Even the global elite may not be eyeing the appropriate risks in 2026. – Fabrice Coffrini/Agence France-Presse/Getty Images

Long-term investment success requires us to be fearful when the majority is complacent. This is one of those times.

It’s not just retail investors who are complacent these days. Complacency is widespread among sophisticated institutional investors who should know better, too.

Particularly noteworthy is the attitude of the global elite who are gathering in Davos, Switzerland, next week for the annual World Economic Forum. The WEF was created in large part to anticipate global risks, and yet this year’s participants seem largely oblivious to the possibility that equities in general, and U.S. equities in particular, are forming a bubble that could soon burst.

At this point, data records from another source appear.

PR #1117, opened 2022-09-09
Vocabulary, some refactor, more special labels 

albertz:
The refactor avoids loading labels/vocab to a dict when not needed (e.g. for SentencePieces).

### DIFF
--- a/returnn/datasets/meta.py
+++ b/returnn/datasets/meta.py
@@ -875,6 +875,7 @@ class CombinedDataset(CachedDataset2):
     for dataset_key_tuple, data_key in data_map.items():
       dataset_key, dataset_data_key = dataset_key_tuple
       dataset = self.datasets[dataset_key]
+      assert isinstance(dataset, Dataset)
       if not data_dims:
         self.data_dims[data_key] = dataset.num_outputs[dataset_data_key]
       if dataset_data_key in dataset.labels:
--- a/returnn/datasets/util/vocabulary.py
+++ b/returnn/datasets/util/vocabulary.py
@@ -47,7 +47,8 @@ class Vocabulary(object):
     return clz(**opts)
 
   def __init__(self, vocab_file, seq_postfix=None,
-               unknown_label="UNK", bos_label=None, eos_label=None, pad_label=None, special_labels=None,
+               unknown_label="UNK", bos_label=None, eos_label=None, pad_label=None,
+               control_symbols=None, user_defined_symbols=None,
                num_labels=None, labels=None):
     """
     :param str|None vocab_file:
@@ -55,7 +56,10 @@ class Vocabulary(object):
     :param str|int|None bos_label: e.g. "<s>"
     :param str|int|None eos_label: e.g. "</s>"
     :param str|int|None pad_label: e.g. "<pad>"
-    :param dict[str,str|int]|None special_labels:
+    :param dict[str,str|int]|None control_symbols:
+      https://github.com/google/sentencepiece/blob/master/doc/special_symbols.md
+    :param dict[str,str|int]|None user_defined_symbols:
+      https://github.com/google/sentencepiece/blob/master/doc/special_symbols.md
     :param int num_labels: just for verification
     :param list[int]|None seq_postfix: labels will be added to the seq in self.get_seq
     :param list[str]|None labels:
@@ -75,7 +79,8 @@ class Vocabulary(object):
     self.bos_label_id = self.to_id(bos_label, allow_none=True)
     self.eos_label_id = self.to_id(eos_label, allow_none=True)
     self.pad_label_id = self.to_id(pad_label, allow_none=True)
-    self.special_label_ids = {name: self.to_id(label) for name, label in (special_labels or {}).items()}
+    self.control_symbol_ids = {name: self.to_id(label) for name, label in (control_symbols or {}).items()}
+    self.user_defined_symbol_ids = {name: self.to_id(label) for name, label in (user_defined_symbols or {}).items()}
     self.seq_postfix = seq_postfix or []
 
   def __repr__(self):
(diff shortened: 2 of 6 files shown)


patrick-wilken:
I really don't think it is a good idea to make `control_symbols` and `user_defined_symbols`, which are sentencepiece specific, parameters of the `Vocabulary` base class.

Also, `bos_label`, `eos_label`, `pad_label`: they are not used currently, except for the representation string. What is their purpose? Why is it the vocabularies job to know about their special nature? You are not planning to make e.g. the padding inside the network depend on the `pad_label`, or something along these lines, right?

And do we need to support setting those symbols via their id instead of the string? Makes it unnecessarily complicated in my view, maybe I'm missing something.

In general, I think the design of the `Vocabulary` class is quite bad already and with this it is not getting better. The vocabulary should be considered belonging to the network, actually we use it as an attribute of `Dim`/`Data`. Ideally, its only job should be to make sparse data interpretable by mapping ids to class labels.
Everything else (subword splitting, preventing splitting reserved words, interpretation of special symbols) is pre-/post-processing to my mind. Sure, you can do it on the fly, and sure, pre-processing must match the input vocabulary, but I don't think there is an advantage to mixing the implementation of those two things.

My background is that I never use any data processing in RETURNN, all I want is for RETURNN to handle the vocabulary lookup for me so I can feed/fetch interpretable (string) data. I don't like seeing this `Vocabulary` class, which could be just a wrapper around a dict with support for an unknown class, getting more complicated because of processing steps necessary for other people's tasks. 😉

albertz:
> I really don't think it is a good idea to make `control_symbols` and `user_defined_symbols`, which are sentencepiece specific, parameters of the `Vocabulary` base class.

They are not sentencepiece specific? You could have such control symbols or user defined symbols with any vocab. (I just linked the sentencepiece documentation because it has a good definition and explanation how you might use them.)

> Also, `bos_label`, `eos_label`, `pad_label`: they are not used currently, except for the representation string. What is their purpose? Why is it the vocabularies job to know about their special nature? You are not planning to make e.g. the padding inside the network depend on the `pad_label`, or something along these lines, right?

It's completely up to you.

E.g., I build models trainings now where the targets are automatically shifted to get the inputs for a decoder or LM, and for that I need to know the BOS. I already have access to the vocab (via the dim tag), and I thought the vocab is a reasonable place to store such meta information.

I did not want to always pass around a separate `bos_idx` parameter only because I could not directly store it inside the vocab. And the BOS is always defined together with the vocab, or not?

But it's completely optional.

I don't really understand your confusion here. You need to store this meta information **somewhere**, what the BOS/EOS/whatever symbol is, right? So why not store it directly in (or next to) the vocab?

But as said, it's completely optional, and you don't need to use it.

patrick-wilken:
> You could have such control symbols or user defined symbols with any vocab

`user_defined_symbols` are there to not split certain words, right? So no, does only apply to subword vocabularies. `control_symbols` maybe, they are tokens that should be removed from the output if present, right? But then you would need to add that functionality to the other vocabulary types, I don't think that's the plan.

But, ok, I could see that `bos_label_id`, `eos_label_id` and `pad_label_id` are special values that layers can insert into the data. Is that what you have in mind? In that case it accessing them via the vocabulary makes sense.

But if you use them only outside the network they should be handled wherever they are used. Because after the data is created there is no special logic about these symbols anywhere in the network, right? So they are merely "processing parameters" and are independent of the fact that there even is a vocabulary mapping. 😄
And also it becomes a bit arbitrary which special symbols to include into `Vocabulary` and which not. I can see that the three above are pretty universal though.

> But as said, it's completely optional, and you don't need to use it.

Well, it would be good if it's also optional to understand the related code. 😄 So to separate things if possible.

albertz:
> `user_defined_symbols` are there to not split certain words, right?

No, they are just custom user defined symbols. Whatever you want. For example, I probably will put "<blank>" in there. You could also put other special symbols in there.

> `control_symbols` maybe, they are tokens that should be removed from the output if present, right?

No. There is no logic at all for these. This is purely just meta information. E.g. you could put EOS/BOS/whatever also in here. But as they are so common, I thought it is useful to have them separate/explicit.

Before I called them `user_defined_symbols`/`control_symbols`, I called them just `special_symbols`. But then I read the SentencePiece documentation and I thought that this distinction between user-defined symbols and control symbols makes sense.

Only the unknown label has some special logic for the vocab (but this did not change in this PR).

> But, ok, I could see that `bos_label_id`, `eos_label_id` and `pad_label_id` are special values that layers can insert into the data. Is that what you have in mind? In that case it accessing them via the vocabulary makes sense.

So far there is no layer accessing them, and I don't plan to do that (although maybe there would be potential use cases as well). I want to access it purely from the returnn-common side, i.e. my config, i.e. when constructing the net dict, i.e. defining the net / computation. In returnn-common, you also have access to the `Data`, `Dim` and thus the vocab, including this meta information now on EOS/BOS/other special labels.

See [here](https://github.com/rwth-i6/i6_experiments/blob/a84b9e94e2353e7874e484ac5025073bad23eee0/users/zeyer/experiments/exp2022_07_21_transducer/pipeline_swb_2020.py#L263) as an example.

> But if you use them only outside the network they should be handled wherever they are used. Because after the data is created there is no special logic about these symbols anywhere in the network, right? So they are merely "processing parameters" and are independent of the fact that there even is a vocabulary mapping. 😄

I think they belong to the vocab. Whatever vocab you create, when you create the vocab, you also define those symbols. Where they are used, and how they are used, this is completely up to the user.

> And also it becomes a bit arbitrary which special symbols to include into `Vocabulary` and which not. I can see that the three above are pretty universal though.

Yes. I took those three because they were also explicit in SentencePiece, and I think they are really quite universal. Whenever you have others, you would put them now into `user_defined_symbols`/`control_symbols`.

I'm still thinking whether I maybe also should add some explicit `blank_label`, as it is so common as well, for CTC and transducer.


> Well, it would be good if it's also optional to understand the related code. 😄 So to separate things if possible.

It is? What do you mean?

In the 2025 edition of the WEF’s annual Global Risks Report (the 2026 report is due soon), participants placed “asset bubble burst” in 19 th place in a ranking of global risks deemed “most likely to present a material crisis on a global scale” last year.

You might excuse this complacency on the grounds that the elite are focusing on global, existential questions — issues such as war, extreme weather events, the breakdown of civil society and so forth. But that would be crediting them with too much unselfishness, given their behavior the last time the global financial markets nearly became unraveled.

That occurred in the global financial crisis, of course. In the January 2009 issue of the WEF’s Global Risks Report — two months before the crisis finally bottomed, participants ranked “asset price collapse” as the biggest near-term risk the world then faced. Surely we can all agree that the risk of a bubble in early 2009 was far less than it is today.

If you had any doubt, consider the S&P 500’s SPX valuation in early 2009 versus now. As the table below shows, the S&P 500 then was much more reasonably valued than it is now.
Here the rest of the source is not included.